This specification relates to processing local entity content.
The Internet provides access to a wide variety of resources such as video or audio files, web pages for particular subjects, book articles, or news articles. A search system can identify resources in response to a search query that includes one or more search phrases (i.e., one or more words). The search system ranks the resources based on their relevance to the search query and on measures of quality of the resources and provides search results that link to the identified resources. The search results are typically ordered for viewing according to the rank.

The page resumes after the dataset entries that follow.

PR #1655, opened 2023-01-02
Add support for Monkeytype

a-r-r-o-w:
- [x] I'm requesting support for a new site
- [x] I've checked for similar site support requests including closed ones
- [x] I've checked that the site I am requesting has not been removed in the past and is not documented in [removed_sites.md](https://github.com/sherlock-project/sherlock/blob/master/removed_sites.md)
- [x] The site I am requesting support for is not a pornographic website
- [x] I'm only requesting support of one website (create a separate issue for each site)

Added support for https://monkeytype.com/.

[Monkeytype](https://monkeytype.com/) is a famous website for typing tests to improve typing skills, competing in leaderboards, etc. with a clean minimalistic interface.

Please let me know if any additional information/changes are required.

### DIFF
--- a/sherlock/resources/data.json
+++ b/sherlock/resources/data.json
@@ -1301,8 +1301,9 @@
   },
   "Monkeytype": {
     "errorType": "status_code",
-    "url": "https://api.monkeytype.com/users/{}/profile",
+    "url": "https://monkeytype.com/profile/{}",
     "urlMain": "https://monkeytype.com/",
+    "urlProbe": "https://api.monkeytype.com/users/{}/profile",
     "username_claimed": "Lost_Arrow",
     "username_unclaimed": "noonewouldeverusethis7"
   },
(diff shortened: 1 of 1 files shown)


z1nc0r3 (changes requested):
shouldn't the URL = "https://monkeytype.com/profile/{}" ?

a-r-r-o-w:
IIRC, I did try out using that with error type detection as message. When you send a request to https://monkeytype.com/profile/{}, it internally makes a call to https://api.monkeytype.com/users/{}/profile which returns all data related to the profile if it exists and otherwise returns an error message which is displayed on the main site as "User {} not found". Irrespective of whether it exists or not, the status_code is 200 for the main site `/profile/{}` endpoint and so that definitely cannot be used. I think using their API to perform the check is, arguably, the best way of detection.

Could you elaborate how the detection methods in sherlock could work if we used https://monkeytype.com/profile/{}?

a-r-r-o-w:
I just realised that we could use the `urlProbe` parameter for detection and let URL be the actual profile url to direct to instead of the API url that gets displayed when a match is found.

sdushantha:
Awesome! Everything looks good, I'll merge this right away :)

sdushantha (approved):

PR #1662, opened 2023-01-11
Update data.json

craciu25yt:
That fix solves 7 false flags in every query

Arduino: Url was moved and it stopped using 404 status code
Facebook: Zuckerberg wants me to create an account so it don't work
Houzz: It wasn't working and it dosn't seems to have any type of account
Instagram: The API's cloudflare was blocking sherlock
Strava: The accounts uses numbers random for the username
Koo: the message changed
Zoomit: it wasn't working and I'm not arabic so I can't solve it

### DIFF
--- a/sherlock/resources/data.json
+++ b/sherlock/resources/data.json
@@ -120,9 +120,10 @@
     "username_unclaimed": "noonewould"
   },
   "Arduino": {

Some search systems can obtain or infer a location of a user device from which a search query was received and include local search results that are responsive to the search query. A local search result is a search result that references a document that describes a local entity. A local entity, in turn, is an entity that has been classified as having local significance to particular location. Local entities are typically physical entities associated with an address or a region, such as a restaurant, a hospital, a landmark, and the like. A search result referencing a document describing a local entity receives a search score “boost” for a query if the location associated with the local entity is near the location of the user device. For example, in response to a search query for “coffee shop.” the search system may provide local search results that reference web pages for coffee shops near the location of the user device. Many users in various geographic regions will likely be satisfied with receiving local results for coffee shops in response to the search query “coffee shop” because it is likely that a user submitting the query “coffee shop” is interested in search results for coffee shops that are local to the user's location.

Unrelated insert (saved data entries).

PR #1702, opened 2023-02-25
docker: fix dependency typo

inky-dee:
Fixed build-essentials dependency in the Dockerfile, as it was mistyped


inky-dee:
it's failing but this is not the reason,  apologies

PR #1708, opened 2023-02-27
Remove duplicate Amino

Vukkyy:
Amino already exists as "Amino", the existence of this one causes Amino accounts to be displayed twice.


sdushantha:
Thank you for catching this mistake, really appreciate it!

PR #1746, opened 2023-03-15
ADD --nsfw help entry

RomainLefeuvre:
ADD --nsfw help entry


sdushantha (approved):
Looks good :)

sdushantha:
I merged #1751 instead as it also updated the Usage section which was not updated in this PR

PR #1757, opened 2023-03-25
added LinkedIn.com

PrathamRa0:
image


PrathamRa0:
Added the json script for LinkedIn

DeFidelity (changes requested):
But these changes in data.json has nothing to do with Linkedin, this is a TryHackMe fix and not Linkedin.
Maybe change the title to TryHackMe?

PR #1763, opened 2023-04-01
[Feature] check proxy with regex & requests

fatihesergg:
- [x]  Test passed without any errors
- [x]  Check proxy pattern
- [x]  Check proxy is working

I done some fix and enhancements. Seems this way working great,more readable. Already committed to another branch for easy merge.


fatihesergg:
Edited for flake8 syntax error (in build 3.7 which is not support Walrus Operator )

Issue #1744, opened 2023-03-14
OnlyFans False Negative


ThePornHelper:
## Checklist

- [x] I'm reporting a website that is returning **false negative** results
- [x] I've checked for similar site support requests including closed ones
- [x] I've checked for pull requests attempting to fix this false negative
- [x] I'm only reporting **one** site (create a separate issue for each site)

## Description

I'm getting a false negative for the OnlyFans site, I've tried fixing it by looking at issue #1342 but it does not work for me.

Here is what Sherlock prints:
``` 
python3 sherlock belledelphine --nsfw --print-all
[*] Checking username belledelphine on:
...
[-] OnlyFans: Not Found!
...
[*] Search completed with 105 results
```

This is what my sherlock.py file looks like for nsfw:
```
parser.add_argument("--nsfw", "-n",
                        action="store_true", default=False,
                        help="Include checking of NSFW sites from default list.")
```

This is what my data.json file looks like:
```
"OnlyFans": {
    "errorType": "status_code",
    "isNSFW": true,
    "url": "https://onlyfans.com/{}",
    "urlMain": "https://onlyfans.com/",
    "username_claimed": "theemilylynne",
    "username_unclaimed": "boombastic80085"
```
If you guys need more information let me know.

Thank You.

ThePornHelper:
I have found a temporary fix to my problem. In order to get Sherlock to search for OnlyFans you need to add ` --local ` when running Sherlock. Also I had to change my data.json file a bit.

Here is what my data.json file looks like now:
```
"OnlyFans": {
    "errorType": "status_code",
    "url": "https://onlyfans.com/{}",
    "urlMain": "https://onlyfans.com/",
    "username_claimed": "theemilylynne",
    "username_unclaimed": "noonewouldeverusethis7"
```

This is what running Sherlock looks like for me:

Terminal Input:
` Python3 sherlock belledelphine --nsfw --local `

Output:
```
[*] Checking username belledelphine on:
...
[+] OnlyFans: https://onlyfans.com/belledelphine
...
[*] Search completed with 103 results
```

This is not a complete fix as I still get false positives. Ideally it would be better to have no false positives or false negatives but I would much rather have a false positive than a false negative.

iamzewen:
I would suggest switching to Fansly as a way of checking for valid accounts. Their endpoint is: https://apiv2.fansly.com/api/v1/account?usernames=username

[...]

PR #1775, opened 2023-04-19
Removed OnlyFans

w3Abhishek:
Recently, @ThePornHelper raised an [issue](https://github.com/sherlock-project/sherlock/issues/1744) related to OnlyFans false negative. After going through the issue, I tried checking for some popular onlyfans creators on sherlock and as per the issue raised all of them were giving false negative.

So, I checked with the current method of checking the username availability. It the following API url:

`https://onlyfans.com/api2/v2/users/grandmasterchefjojo`

It returns a 400 error code and doesn't work at all.

Why it's happening? It requires a token be passed in the headers to for it to work.

After this, I tried using BurpSuite to find any other way to check availability and unfortunately there aren't any.

Even the wrong onlyfans.com/thisusernamedoesntexist777 URL also returns 200 in HTTP response.

So, it's better to remove OnlyFans from supported sites list and add it to removed_sites.json

Thanks.

### DIFF
--- a/removed_sites.json
+++ b/removed_sites.json
@@ -754,5 +754,13 @@
     "urlMain": "https://coil.com/",
     "urlProbe": "https://coil.com/gateway",
     "username_claimed": "adam"
+  },
+  "OnlyFans": {
+    "errorType": "status_code",
+    "isNSFW": true,
+    "url": "https://onlyfans.com/{}",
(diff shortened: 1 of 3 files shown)


sdushantha (approved):
Thank you @w3Abhishek for using the time to work on this issue, really appreciate it! Looks ready to merge! :rocket:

Some search systems also provide search results based on similarity of the subject matter that the documents describe. In the context of local entities, for example, some search systems may use several or more different algorithms to generate lists of similar local entities. The algorithms need not necessarily take into account location. For example, entities, whether local or not, may be categorized as being similar based on one or more of the following signals: keyword descriptors; query term click fractions; search result selection co-occurrence; site analysis; and so on. Because each algorithm uses a different set of signals and implements different processing steps, each algorithm, for a particular local entity, may produce a different set of entities that are determined to be related or similar to the particular local entity. For example, a particular algorithm may be tuned to generate, for a particular restaurant entity, a list of other entities that provide the same or very similar menu items. Likewise, another algorithm may be tuned to generate, for the particular entity, a list of other entities for which users of a particular demographic exhibit similar click behavior for a set of query terms.